PR #1349, opened 2019-08-25
Add workflow for project rules update

jaym:
This PR replaces the current project update system with one driven by
workflows in cereal. The workflow is driven by the authz-service and
consists of 2 steps: First, authz commits the staged rules. After that
is done, the domain services update is started and pinged for status
every 10 seconds. These are written as 2 different workflows and tied
together using a combination of the Chain workflow pattern and Parallel
workflow pattern.

This is based on top of #1347


components/compliance-service/habitat/default.toml
```diff
@@ -22,4 +22,4 @@ manual_polling_interval = 1440
 [agent]
 workers = 10
 buffer_size = 1000
-remote_inspec_version = "REPLACE-FROM-PLAN.SH"
+remote_inspec_version = "4.7.24"
```
srenatus: :x: I don't think this should be committed. I do think I have commented this somewhere else already 😉 Probably the PR this is based on... 🤔

components/compliance-service/ingest/server/compliance.go
```diff
@@ -35,78 +29,33 @@ type ComplianceIngestServer struct {
...
-}
-
-func getProjectUpdateID(event *automate_event.EventMsg) (string, error) {
-	if event.Data != nil && event.Data.Fields != nil && event.Data.Fields["ProjectUpdateID"] != nil &&
-		event.Data.Fields["ProjectUpdateID"].GetStringValue() != "" {
-		return event.Data.Fields["ProjectUpdateID"].GetStringValue(), nil
-	}
-
-	return "", fmt.Errorf("Project Rule Update sent without a ProjectUpdateID eventID: %q", event.EventID)
+	return nil, status.Error(codes.Unimplemented, "Endpoint no longer used")
```
srenatus: Uhm... I can imagine situations where we'd care. However, don't we still deploy all services in one go, etc, and can thus just remove the method?

If we in fact **cannot**, we could also embed [`UnimplementedComplianceIngesterServer`](https://github.com/chef/automate/blob/d4e9c336fa73c8ebabf53043e13fdf4bcb91766e/components/compliance-service/ingest/ingest/compliance.pb.go#L218-L230) in `ComplianceIngestServer`, a nice little addition brought by the lastest go-grpc bump.

lib/authz/project_rules_update_workflow.go
```diff
@@ -0,0 +1,310 @@
...
+}
+
+func (m *ESStartProjectTagUpdaterTask) Run(
+	ctx context.Context, task cereal.Task) (interface{}, error) {
+	jobIDs, err := m.startProjectTagUpdater(ctx)
+	if err != nil {
+		return nil, err
+	}
+	return StartResult{
+		IsComplete: false,
```
srenatus: [ignoreme] Superfluous but fine for being explicit.

components/compliance-service/habitat/default.toml
jaym: this one is annoying
`git checkout origin/master -- components/compliance-service/habitat/default.toml` is in my history, don't know when i rebuilt the thing

components/compliance-service/ingest/server/compliance.go
jaym: neat

components/authz-service/testhelpers/testhelpers.go
```diff
@@ -21,12 +19,12 @@ import (
 
 	api "github.com/chef/automate/api/interservice/authz/v2"
 	automate_event "github.com/chef/automate/api/interservice/event"
-	"github.com/chef/automate/components/authz-service/config"
 	"github.com/chef/automate/components/authz-service/engine"
 	"github.com/chef/automate/components/authz-service/engine/opa"
 	"github.com/chef/automate/components/authz-service/prng"
 	grpc_server "github.com/chef/automate/components/authz-service/server"
 	server "github.com/chef/automate/components/authz-service/server/v2"
+	v2 "github.com/chef/automate/components/authz-service/server/v2"
```
srenatus: This is already imported, under a different name, one line above.

components/authz-service/server/v2/project.go
```diff
@@ -191,9 +192,53 @@ func (s *ProjectState) ApplyRulesStart(
...
+			}
+		}
+		sleepTime := time.Duration((5 * (1 << uint(tries)))) * time.Millisecond
+		if sleepTime > time.Second {
+			sleepTime = time.Second
+		}
+		select {
+		case <-ctx.Done():
+			logctx.Error("Timed out waiting for ApplyStagedRules")
+			return status.Errorf(codes.DeadlineExceeded, "Timed out waiting for ApplyStagedRules")
```
srenatus: There's no format string here, let's use `status.Error()`

components/authz-service/server/v2/project_update_manager.go
```diff
@@ -20,6 +20,8 @@ import (
 	project_update_tags "github.com/chef/automate/lib/authz"
 )
 
+type ProjectUpdateStage string
```
srenatus: :+1: Why don't we do the same for `...State` and `...Name` below? 🤔

jaym:
@ryancragun the tests are getting ripped apart and rewritten by the auth team.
########################################
- **Problem to work on**
The material shown above is to be retyped in full, without alteration.

- **Exercise answer**
PR #1349, opened 2019-08-25
Add workflow for project rules update

jaym:
This PR replaces the current project update system with one driven by
workflows in cereal. The workflow is driven by the authz-service and
consists of 2 steps: First, authz commits the staged rules. After that
is done, the domain services update is started and pinged for status
every 10 seconds. These are written as 2 different workflows and tied
together using a combination of the Chain workflow pattern and Parallel
workflow pattern.

This is based on top of #1347


components/compliance-service/habitat/default.toml
```diff
@@ -22,4 +22,4 @@ manual_polling_interval = 1440
 [agent]
 workers = 10
 buffer_size = 1000
-remote_inspec_version = "REPLACE-FROM-PLAN.SH"
+remote_inspec_version = "4.7.24"
```
srenatus: :x: I don't think this should be committed. I do think I have commented this somewhere else already 😉 Probably the PR this is based on... 🤔

components/compliance-service/ingest/server/compliance.go
```diff
@@ -35,78 +29,33 @@ type ComplianceIngestServer struct {
...
-}
-
-func getProjectUpdateID(event *automate_event.EventMsg) (string, error) {
-	if event.Data != nil && event.Data.Fields != nil && event.Data.Fields["ProjectUpdateID"] != nil &&
-		event.Data.Fields["ProjectUpdateID"].GetStringValue() != "" {
-		return event.Data.Fields["ProjectUpdateID"].GetStringValue(), nil
-	}
-
-	return "", fmt.Errorf("Project Rule Update sent without a ProjectUpdateID eventID: %q", event.EventID)
+	return nil, status.Error(codes.Unimplemented, "Endpoint no longer used")
```
srenatus: Uhm... I can imagine situations where we'd care. However, don't we still deploy all services in one go, etc, and can thus just remove the method?

If we in fact **cannot**, we could also embed [`UnimplementedComplianceIngesterServer`](https://github.com/chef/automate/blob/d4e9c336fa73c8ebabf53043e13fdf4bcb91766e/components/compliance-service/ingest/ingest/compliance.pb.go#L218-L230) in `ComplianceIngestServer`, a nice little addition brought by the lastest go-grpc bump.

lib/authz/project_rules_update_workflow.go
```diff
@@ -0,0 +1,310 @@
...
+}
+
+func (m *ESStartProjectTagUpdaterTask) Run(
+	ctx context.Context, task cereal.Task) (interface{}, error) {
+	jobIDs, err := m.startProjectTagUpdater(ctx)
+	if err != nil {
+		return nil, err
+	}
+	return StartResult{
+		IsComplete: false,
```
srenatus: [ignoreme] Superfluous but fine for being explicit.

components/compliance-service/habitat/default.toml
jaym: this one is annoying
`git checkout origin/master -- components/compliance-service/habitat/default.toml` is in my history, don't know when i rebuilt the thing

components/compliance-service/ingest/server/compliance.go
jaym: neat

components/authz-service/testhelpers/testhelpers.go
```diff
@@ -21,12 +19,12 @@ import (
 
 	api "github.com/chef/automate/api/interservice/authz/v2"
 	automate_event "github.com/chef/automate/api/interservice/event"
-	"github.com/chef/automate/components/authz-service/config"
 	"github.com/chef/automate/components/authz-service/engine"
 	"github.com/chef/automate/components/authz-service/engine/opa"
 	"github.com/chef/automate/components/authz-service/prng"
 	grpc_server "github.com/chef/automate/components/authz-service/server"
 	server "github.com/chef/automate/components/authz-service/server/v2"
+	v2 "github.com/chef/automate/components/authz-service/server/v2"
```
srenatus: This is already imported, under a different name, one line above.

components/authz-service/server/v2/project.go
```diff
@@ -191,9 +192,53 @@ func (s *ProjectState) ApplyRulesStart(
...
+			}
+		}
+		sleepTime := time.Duration((5 * (1 << uint(tries)))) * time.Millisecond
+		if sleepTime > time.Second {
+			sleepTime = time.Second
+		}
+		select {
+		case <-ctx.Done():
+			logctx.Error("Timed out waiting for ApplyStagedRules")
+			return status.Errorf(codes.DeadlineExceeded, "Timed out waiting for ApplyStagedRules")
```
srenatus: There's no format string here, let's use `status.Error()`

components/authz-service/server/v2/project_update_manager.go
```diff
@@ -20,6 +20,8 @@ import (
 	project_update_tags "github.com/chef/automate/lib/authz"
 )
 
+type ProjectUpdateStage string
```
srenatus: :+1: Why don't we do the same for `...State` and `...Name` below? 🤔

jaym:
@ryancragun the tests are getting ripped apart and rewritten by the auth team.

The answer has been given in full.